Quite some things happened.
I updated my server to an 8 core cpu and 16 GB of RAM.
Finally I could use
coqui-ai / TTS inference on my server and it was quite fast.
Now my goal is to train my own voices.
I had good experiences fine-tuning already good models.
So I downloaded a model that
coqui-ai / TTS uses and tried to train it using a modified version of
config.json with my dataset and with
coqui-ai / TTS and
Alas it complained about
stopnet and other parameters to be missing.
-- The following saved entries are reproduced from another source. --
PR #446, opened 2021-03-19
PP-7915 - Frontend deploys with newest nginx version in test

nimalank7:
Description:
- Frontend now deploys with the latest nginx proxy in test
- Refactors the inline task into a separate file called deploy-frontend.yml


oswaldquek (approved):
LGTM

I copied them from another
config.json I got the traceback
Traceback (most recent call last): File "/content/TTS/TTS/bin/train_tacotron.py", line 664, in <module> main(args) File "/content/TTS/TTS/bin/train_tacotron.py", line 548, in main optimizer.load_state_dict(checkpoint['optimizer']) File "/usr/local/lib/python3.7/dist-packages/torch/optim/optimizer.py", line 141, in load_state_dict raise ValueError("loaded state dict has a different number of " ValueError: loaded state dict has a different number of parameter groups
which means that the models are incompatible.
How do you fine-tune a model for it to work with the tts / synthesize.py command?
Are there models that just work for fine-tuning and reusing with the current version?
I also did it the other way round, used a model from the github page and it wasn’t accepted by the tts on my server.